* **What the exercise asks**
Search the material for the string "number" and copy each line where it occurs.

* **Data for the task**

PR #1446, opened 2020-09-03
new filer store option to es7.

taozix:
1. can easily scale up the stateless filer server with Elastic cluster store .
2. treat Elastic-cluster as the MetaData service of the whole seaweedfs, we can search Elastic cluster Fast and directly using filename or self-defined metadata, and metadata management is more easy, specially use seaweedfs as the S3 object storage.
3. Elastic cluster also provide excellent put/get/query...performance, and no SPOF.

### DIFF
--- a/weed/filer/elastic/v7/elastic_store.go
+++ b/weed/filer/elastic/v7/elastic_store.go
@@ -7,7 +7,7 @@ import (
 	"math"
 	"strings"
 
-	"github.com/chrislusf/seaweedfs/weed/filer2"
+	"github.com/chrislusf/seaweedfs/weed/filer"
 	"github.com/chrislusf/seaweedfs/weed/glog"
 	"github.com/chrislusf/seaweedfs/weed/pb/filer_pb"
 	weed_util "github.com/chrislusf/seaweedfs/weed/util"
@@ -22,11 +22,11 @@ var (
 
 type ESEntry struct {
 	ParentId string `json:"ParentId"`
-	Entry    *filer2.Entry
+	Entry    *filer.Entry
 }
 
 func init() {
-	filer2.Stores = append(filer2.Stores, &ElasticStore{})
+	filer.Stores = append(filer.Stores, &ElasticStore{})
 }
 
 type ElasticStore struct {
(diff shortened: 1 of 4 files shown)


taozix:
new filer store option to es7, and search/list directly from es cluster.

taozix:
new filer store option to es7, and search/list directly from es cluster.

weed/filer/elastic/v7/elastic_store.go
```diff
@@ -0,0 +1,308 @@
...
+	return ctx, nil
+}
+func (store *ElasticStore) CommitTransaction(ctx context.Context) error {
+	return nil
+}
+func (store *ElasticStore) RollbackTransaction(ctx context.Context) error {
+	return nil
+}
+func (store *ElasticStore) KvDelete(ctx context.Context, key []byte) (err error) {
+	return filer.ErrKvNotImplemented
```
chrislusf, line 70: could you please help to implement the kv operations? I do not have an ES cluster to develop.

It will be used to for more advanced features, such as replication, support hard link, etc.

weed/filer/elastic/v7/elastic_store.go
```diff
@@ -0,0 +1,308 @@
...
+func (store *ElasticStore) GetName() string {
+	return "elastic7"
+}
+func (store *ElasticStore) Initialize(configuration weed_util.Configuration, prefix string) (err error) {
+	servers := configuration.GetString(prefix + "servers")
+	if servers == "" {
+		return fmt.Errorf("error elastic endpoints.")
+	}
+	store.maxPageSize = configuration.GetInt(prefix + "index.max_result_window")
+	if store.maxPageSize <= 0 {
```
chrislusf, line 46: make this optional? Default to some number high enough for most cases?

taozix: default is 10000, coded in scaffold cfg files.
it’s ok for most cases, but increase value will get better query performance.
etc, list the bucket which contains 10 million photos.

weed/filer/elastic/v7/elastic_store.go
taozix: of course, we will implement kv ops, but maybe next submits

weed/filer/elastic/v7/elastic_store.go
chrislusf: The instruction in scaffolded yaml file is not very clear to me.

To list 10 million photos, what is a good number? Let's say it is 1 million, so why not default to 1 million? What is the limiting factor?

Seems complicated and for experts only. Please treat it as optional here and provide a default value, instead of just return an error in line 47.

taozix: because default index.max_result_window in elastic is 10000(in production elastic, it’s much higher),if we query more than  10000 entries a time, es will return errors.if make filer value higher, we can query more entries in one elastic request, but be sure the elastic value more higher, or at least equals the filer value.

chrislusf:
Merged. Thanks!

PR #1449, opened 2020-09-04
ES backended filer support kv ops.

taozix:


chrislusf:
Is there any way to tell Elastic not to index the content?

https://www.elastic.co/guide/en/elasticsearch/reference/current/enabled.html#enabled

chrislusf:
separate into an `elastic_store_kv.go` file

weed/filer/elastic/v7/elastic_store.go
```diff
@@ -66,15 +72,66 @@ func (store *ElasticStore) CommitTransaction(ctx context.Context) error {
...
 }
+
 func (store *ElasticStore) KvDelete(ctx context.Context, key []byte) (err error) {
-	return filer.ErrKvNotImplemented
+	id := fmt.Sprintf("%x", md5.Sum(key))
+	deleteResult, err := store.client.Delete().
+		Index(indexKV).
+		Type(indexType).
+		Id(id).
+		Do(context.Background())
```
chrislusf: there is already a `ctx` parameter. No need to use `context.Background()`. Same for other places.

weed/filer/elastic/v7/elastic_store.go
```diff
@@ -66,15 +72,66 @@ func (store *ElasticStore) CommitTransaction(ctx context.Context) error {
...
 	return nil
 }
+
 func (store *ElasticStore) KvDelete(ctx context.Context, key []byte) (err error) {
-	return filer.ErrKvNotImplemented
+	id := fmt.Sprintf("%x", md5.Sum(key))
+	deleteResult, err := store.client.Delete().
+		Index(indexKV).
+		Type(indexType).
+		Id(id).
```
chrislusf: why not use `key` here?

taozix: will cause problem if key contains '/'.

weed/filer/elastic/v7/elastic_store.go
taozix: it can be without indexing if totally no need to query.

chrislusf: Only need to fetch the value by the key.

weed/filer/elastic/v7/elastic_store.go
chrislusf: no need to worry about that.

PR #1479, opened 2020-09-22
Fix: remove the oversized state after compaction

LIBA-S:
The oversized volumes can not turn to writable state even if its size is within the writable limitsa after compaction.
.
This PR abstracts a struct to record the real state of a copyset.


chrislusf:
Thanks for the thoughtful PR!

I will merge this. 

Do you consider the case when a volume replication is changed? Maybe need another PR.

chrislusf:
Reverted this PR since it is breaking test topology.TestHandlingVolumeServerHeartbeat()

LIBA-S:
thanks, I will calibrate with caution.

> Reverted this PR since it is breaking test topology.TestHandlingVolumeServerHeartbeat()

LIBA-S:
Hi，I have completed the unit and integration tests.  And I will give serious consideration to the issues you mentioned.

> Thanks for the thoughtful PR!
> 
> I will merge this.
> 
> Do you consider the case when a volume replication is changed? Maybe need another PR.

chrislusf:
create a new PR

PR #1480, opened 2020-09-23
s3 copy and delete object

hilimd:
1.add S3 copy directory function
2.fixed the problem of empty directory when S3 deleted the directory


chrislusf:
> 1.add S3 copy directory function

Is this a new feature that AWS S3 does not have?

> 2.fixed the problem of empty directory when S3 deleted the directory

What is the problem?

PR #1508, opened 2020-10-05
We return etag using the same algorithm as aws s3

kmlebedev:
See [All about AWS S3 ETags](https://teppen.io/2018/06/23/aws_s3_etags/)

Necessary for
```
aws --endpoint-url http://localhost:8333/ s3 sync s3://my-us-west-2-bucket  s3://seaweedfs-bucket --source-region us-west-2
```

### DIFF
--- a/weed/filer/filechunks.go
+++ b/weed/filer/filechunks.go
@@ -1,13 +1,15 @@
 package filer
 
 import (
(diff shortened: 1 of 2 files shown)


chrislusf:
Good job! Thanks!

PR #1517, opened 2020-10-10
Run go test on github actions

fdns:
Currently the go workflows only try to run tests in the weed module (non-recursive), make it so it runs them recursively over the repository.


chrislusf:
@fdns Just ask: do you know how to make this work? https://github.com/marketplace/actions/github-action-publish-binaries

Need to build a latest binary on each commit for users to download.

PR #1537, opened 2020-10-15
add number of read only volumes to prometheus metrics

kmlebedev:
Need for alerting if a lot of read only volumes


chrislusf:
Could you please help to add corresponding changes to the grafana
dashboard?

PR #1547, opened 2020-10-20
Allow custom command arguments to override default values in docker

Suika:
Depending on a setup, 1GB volume limit is not the preferable size.
As weed can process multiple arguements and the later argument is the one to be used,
it is relatively easy to override the arguments defined in the entrypoint.

The arguments passed to the script will be shifted and appended at the end of the command. Since the first argument will fall into specific case, the argument can be predefined and the whole argument array shifted. Allowing to do "volume/server/master/etc $ARGS $@"


chrislusf:
Thanks! I did not know this nifty "shift" command. Nice!

PR #1566, opened 2020-10-27
return x-amz-tag-count header when GET object.

taozix:


chrislusf:
btw: what is your use case with tagging?

taozix:
we need object lifecycle :)

PR #1578, opened 2020-10-29
S3 bucket list, response with uploaded storageclass.

taozix:


weed/util/http_header.go
```diff
@@ -0,0 +1,141 @@
...
+
+	// Signature v2 related constants
+	AmzSignatureV2 = "Signature"
+	AmzAccessKeyID = "AWSAccessKeyId"
+
+	// Response request id.
+	AmzRequestID = "x-amz-request-id"
+
+	// Deployment id.
+	MinioDeploymentID = "x-minio-deployment-id"
```
chrislusf: please remove unused variables.

weed/util/http_header.go
```diff
@@ -0,0 +1,141 @@
+/*
```
chrislusf: Move this file to s3api folder

chrislusf: And remove all unused variables.

taozix: it seems will cause "import cycle" if move http_header to s3api.

chrislusf:
Create a folder there

PR #1596, opened 2020-11-03
S3 credentials store in filer

kmlebedev:
https://github.com/chrislusf/seaweedfs/issues/1500


chrislusf:
I think this can be implemented similar to https://github.com/chrislusf/seaweedfs/wiki/Path-Specific-Configuration

The s3 configuration file can be stored on filer `/etc/s3.conf`. 

I can help to add a subscribe function to load the `/etc/s3.conf` file whenever it is changed.

kmlebedev:
It would be nice, for k8s could change only /etc/s3.conf config via configmap

chrislusf:
> It would be nice, for k8s could change only /etc/s3.conf config via configmap

You mean `/etc/s3.conf` on local disk, right?

kmlebedev:
> > It would be nice, for k8s could change only /etc/s3.conf config via configmap
> 
> You mean `/etc/s3.conf` on local disk, right?
No i was wrong, in k8s configmap file vi symlinks and s3.conf.json contains secrets, stored in vault and save on disk at the moment init container

chrislusf:
So it is better to store the `s3.conf` on filer? This allows multiple s3 instances to share the same config file, and reload the config upon changes. 

The downside is the `s3.conf` is visible to everyone.

kmlebedev:
Yes, and the config file might be worth encrypting

chrislusf:
Could you please add `s3.configure` similar to this?

https://github.com/chrislusf/seaweedfs/blob/master/weed/shell/command_fs_configure.go

kmlebedev:
@chrislusf   Can you tell me what to do with ?
```
Run cd weed; go build -v .
package github.com/chrislusf/seaweedfs/weed
	imports github.com/chrislusf/seaweedfs/weed/command
	imports github.com/chrislusf/seaweedfs/weed/s3api
	imports github.com/chrislusf/seaweedfs/weed/server
	imports github.com/chrislusf/seaweedfs/weed/shell
	imports github.com/chrislusf/seaweedfs/weed/s3api: import cycle not allowed
Error: Process completed with exit code 1.
```

chrislusf:
Need to break the import cycle. The`shell` package should not import `s3api`. You can create a separate package, e.g., `s3api/s3config`, and both `s3api` and `shell` use the the package.

chrislusf:
btw: 

- put file "s3.conf" under "/etc".
- add tests

chrislusf:
> * save content as a file, not extended attributes. We can add encryption/decryption later.

https://github.com/chrislusf/seaweedfs/blob/master/weed/shell/command_fs_configure.go has the example of saving to a file.

kmlebedev:
> > * save content as a file, not extended attributes. We can add encryption/decryption later.
> 
> https://github.com/chrislusf/seaweedfs/blob/master/weed/shell/command_fs_configure.go has the example of saving to a file.

I saw it seems not so reliable and requires additional backup efforts, unlike DB

chrislusf:
Later, small files less than a limit, such as 4KB, will be cached to the filer store for faster reads. 

We do not really need to optimize it now.

chrislusf:
See https://github.com/chrislusf/seaweedfs/commit/f4abd01adf9fb2ebdefa844b2a4f0aaf8eeb1ccc

kmlebedev:
@chrislusf Maybe we will already ? and in another PR I will continue s3 admin/iam api

chrislusf:
Great! I will merge this and continue from here. Thanks!

chrislusf:
One small thing: can you move "github.com/chrislusf/seaweedfs/weed/s3iam" to "github.com/chrislusf/seaweedfs/weed/s3api/s3iam"?

Also, remove the "Draft" status from this PR, so that I can merge it.

kmlebedev:
> One small thing: can you move "github.com/chrislusf/seaweedfs/weed/s3iam" to "github.com/chrislusf/seaweedfs/weed/s3api/s3iam"?

I deliberately did this, because in AWS  iam this is a separate service

PR #2379, opened 2021-10-13
S3 detect mime type

kmlebedev:
Detect mime type on before uploading to filer

### DIFF
--- a/weed/s3api/s3api_object_handlers.go
+++ b/weed/s3api/s3api_object_handlers.go
@@ -102,7 +102,7 @@ func (s3a *S3ApiServer) PutObjectHandler(w http.ResponseWriter, r *http.Request)
 			return
 		}
 		setEtag(w, etag)
-		if mime != "" {
+		if mime != "" && mime != "application/octet-stream" {
 			if err := s3a.setMime(s3a.option.BucketsPath+"/"+bucket, object, mime); err != nil {
 				glog.Error(err)
 			}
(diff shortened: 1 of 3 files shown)


weed/s3api/s3api_object_handlers.go
```diff
@@ -383,34 +388,42 @@ func (s3a *S3ApiServer) putToFiler(r *http.Request, uploadUrl string, dataReader
...
 	resp, postErr := client.Do(proxyReq)
 
 	if postErr != nil {
 		glog.Errorf("post to filer: %v", postErr)
-		return "", s3err.ErrInternalError
+		return "", "", s3err.ErrInternalError
 	}
 	defer resp.Body.Close()
 
+	bufferBytes := bufferRead.Bytes()
```
chrislusf, line 399: This will make a full copy of the data. Is there anyway to have something similar to both TeeReader and LimitedReader, which can just peek into the first 512 bytes, but not more than necessary?

kmlebedev: No, I spent a lot of time sorting through the options for how to read the first 512 bytes
And it turned out to be optimal in that place to get a full copy of the bytes when reading the body after transferring, since bytes are needed for get md5 check sum

chrislusf: memory consumption will slow down the upload, especially during any benchmark. Reading the whole file should be avoided. (same thing should apply to other places, to be improved.)

PR #2381, opened 2021-10-14
refactor: move from io/ioutil to io and os package

Juneezee:
The `io/ioutil` package has been deprecated in Go 1.16 (See https://golang.org/doc/go1.16#ioutil). Since SeaweedFS has upgraded to Go 1.17 (e64339e8c0f8c713ec78e336cb6f333d5a27868f), this PR replaces the existing `io/ioutil` functions with their new definitions in `io` and `os` packages.

### DIFF
--- a/test/s3/basic/basic_test.go
+++ b/test/s3/basic/basic_test.go
@@ -2,14 +2,15 @@ package basic
 
 import (
 	"fmt"
+	"io"
+	"os"
+	"strings"
+	"testing"
+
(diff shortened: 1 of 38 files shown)


Juneezee:
> Thanks for taking the efforts to do this! Is there some tool to do this, or it's all manual effort?

@chrislusf Hi! It requires some manual effort and some search assistance from an IDE (I use GoLand).

PR #2427, opened 2021-11-09
Fix: potencial iam identities data race

Bl1tz23:
Hello! 
I guess I found a potential data race condition with `iam.identities`.
Method `loadS3ApiConfiguration` contains assignment to identities slice which is not safe. Cause it might be read in the same time by other goroutines (server handlers etc). This PR must fix this issue.

### DIFF
--- a/weed/s3api/auth_credentials.go
+++ b/weed/s3api/auth_credentials.go
@@ -24,7 +24,7 @@ type Iam interface {
 }
 
 type IdentityAccessManagement struct {
-	m sync.Mutex
+	m sync.RWMutex
 
 	identities []*Identity
 	domain     string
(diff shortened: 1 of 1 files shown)


chrislusf:
Thanks for your effort! Did you notice any problems with this or just think
there might be a problem?

It’s just a copy on write operation and should not have any problems.

Bl1tz23:
> Thanks for your effort! Did you notice any problems with this or just think there might be a problem? It’s just a copy on write operation and should not have any problems.

It would be hard to catch the race condition while runtime with `-race` flag, but I'm sure it's exactly the case. 
It's unsafe to assign a variable (no matter what type it is) without any synchronization when other goroutines are reading it.

For example:
```
s := []int{1, 2, 3, 4, 5}

ctx, cancel := context.WithTimeout(context.TODO(), 10*time.Second)
defer cancel()

done := make(chan struct{})

go func() {
	for {
		select {
		case <-ctx.Done():
			done <- struct{}{}
			return
		default:
			s = []int{6, 7, 8, 9, 10}
		}
	}
}()

go func() {
	for range s {
	}
}()
	
<-done
```
This code contains similar race condition.

chrislusf:
Good to know! Not so sure. Any documents on this? If so, there should be
some locks on reading also?

Bl1tz23:
> Good to know! Not so sure. Any documents on this? If so, there should be some locks on reading also?

Yes, that's true, I've just added a RWMutex for concurrent-safe reading. 
Here's the docs that describes the problem: https://golang.org/doc/articles/race_detector

PR #2438, opened 2021-11-11
Volume configure replication by collection pattern

ekhvalov:


weed/shell/command_volume_configure_replication.go
```diff
@@ -106,3 +108,19 @@ func (c *commandVolumeConfigureReplication) Do(args []string, commandEnv *Comman
 
 	return nil
 }
+
+func getVolumeFilter(replicaPlacement *super_block.ReplicaPlacement, volumeId uint32, collectionPattern string) func(message *master_pb.VolumeInformationMessage) bool {
+	replicaPlacementInt32 := uint32(replicaPlacement.Byte())
+	if collectionPattern != "" {
```
chrislusf: users may be confused and specify both volumeId and collectionPattern.

it's better to prioritize volumeId first.

PR #2451, opened 2021-11-15
Fix meta aggregation problems

Dando-Real-ITA:
- For mount and filer.meta.backup
- Fixes unlimited reconnection loop on ReadPersistedLogBuffer fail, allowing to progress to use memory read. Can happen if some logs are missing, and always fails for the latest log while it is in memory
- Added more waits before retries


weed/server/filer_grpc_server_sub_meta.go
```diff
@@ -39,12 +39,10 @@ func (fs *FilerServer) SubscribeMetadata(req *filer_pb.SubscribeMetadataRequest,
 	var readInMemoryLogErr error
 
 	for {
-
 		glog.V(4).Infof("read on disk %v aggregated subscribe %s from %+v", clientName, req.PathPrefix, lastReadTime)
-
 		processedTsNs, readPersistedLogErr = fs.filer.ReadPersistedLogBuffer(lastReadTime, eachLogEntryFn)
 		if readPersistedLogErr != nil {
-			return fmt.Errorf("reading from persisted logs: %v", readPersistedLogErr)
+			glog.V(4).Infof("read on disk %v subscribe %s from %+v: %v", clientName, req.PathPrefix, lastReadTime, readPersistedLogErr)
```
chrislusf: the error could be a retry-able error. Just skipping it may cause more problems later.

Dando-Real-ITA:
I found other problems:
- Infinite loop on the same metadata subscription until filer is restarted
```
log_buffer.go:213] resume with last flush time: 2021-12-09 16:35:15.381594584 +0000 UTC
log_buffer.go:213] resume with last flush time: 2021-12-09 16:35:15.381594584 +0000 UTC
log_buffer.go:213] resume with last flush time: 2021-12-09 16:35:15.381594584 +0000 UTC
log_buffer.go:213] resume with last flush time: 2021-12-09 16:35:15.381594584 +0000 UTC
log_buffer.go:213] resume with last flush time: 2021-12-09 16:35:15.381594584 +0000 UTC
log_buffer.go:213] resume with last flush time: 2021-12-09 16:35:15.381594584 +0000 UTC
log_buffer.go:213] resume with last flush time: 2021-12-09 16:35:15.381594584 +0000 UTC
log_buffer.go:213] resume with last flush time: 2021-12-09 16:35:15.381594584 +0000 UTC
log_buffer.go:213] resume with last flush time: 2021-12-09 16:35:15.381594584 +0000 UTC
masterclient.go:125] filer masterClient failed to receive from cloud_server:9333: rpc error: code = Unavailable desc = closing transport due to: connection error: desc = "error reading from server: EOF", received prior goaway: code: NO_ERROR
masterclient.go:158] + filer cloud_filer:8888 leader:true
filer_grpc_server_sub_meta.go:237] + listener filer:cloud_filer:8888@10.222.0.26:56698
filer_grpc_server_sub_meta.go:88]  filer:cloud_filer:8888@10.222.0.26:56698 local subscribe / from 2021-12-09 20:49:00.840459361 +0000 UTC
```

- After a while ( hours ) a metadata listener is subscribed, it starts to receive multiple parallel metadata changes instead of 1. It is clearly visible by using filer meta backup, while the effect on mount is to slow down write speed from 300 Mb/s to < 1Mb/s

image

chrislusf:
Thanks for the error. For the tight loop, I added https://github.com/chrislusf/seaweedfs/commit/2d6fcdf83ae4d033e3457f4722feaeea761b1a02

chrislusf:
your change is also good. How to separate this change from other commits?

Dando-Real-ITA:
I guess cherry picking, otherwise diff the branches and get only the portions needed

Dando-Real-ITA:
Unfortunately there is still the problem with multiple parallel metadata connections
image

And a spam of resume in the filer
image

I'll try to investigate where multiple metadata connections are created and try to force to have only 1

Dando-Real-ITA:
What is still unclear for me, is why when there is a file change, in filer I get a lot of `rpc errors: transport is closing` and then log_buffer resume messages.
The connection should be in keep-alive between mount/filer.meta.backup and filer, is it not?

PR #2500, opened 2021-12-09
rename operation returns the correct old parent path

paochiang:
hello, i have tried to fix issue: https://github.com/chrislusf/seaweedfs/issues/2499, hope it is helpful.


chrislusf:
Nice fix! This is a hard bug and I wonder how you debugged it. :)

paochiang:
I did it in a dumb way. First compare with a working version: https://github.com/chrislusf/seaweedfs/commit/789465d99e9a14bdd7424d62a5a252e101d14cc5 , then do a lot of testing.

PR #2510, opened 2021-12-14
helm add auditLogConfig option

kmlebedev:


k8s/helm_charts2/values.yaml
```diff
@@ -273,9 +273,6 @@ filer:
   # Limit sub dir listing size (default 100000)
   dirListLimit: 100000
 
-  # Turn off directory listing
-  disableDirListing: false
```
chrislusf, line 277: This is an unrelated change.

kmlebedev: @chrislusf  This is a duplicate of IDE highlighted
https://github.com/chrislusf/seaweedfs/blob/master/k8s/helm_charts2/values.yaml#L263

* **Reply**
chrislusf, line 46: make this optional? Default to some number high enough for most cases?
To list 10 million photos, what is a good number? Let's say it is 1 million, so why not default to 1 million? What is the limiting factor?
add number of read only volumes to prometheus metrics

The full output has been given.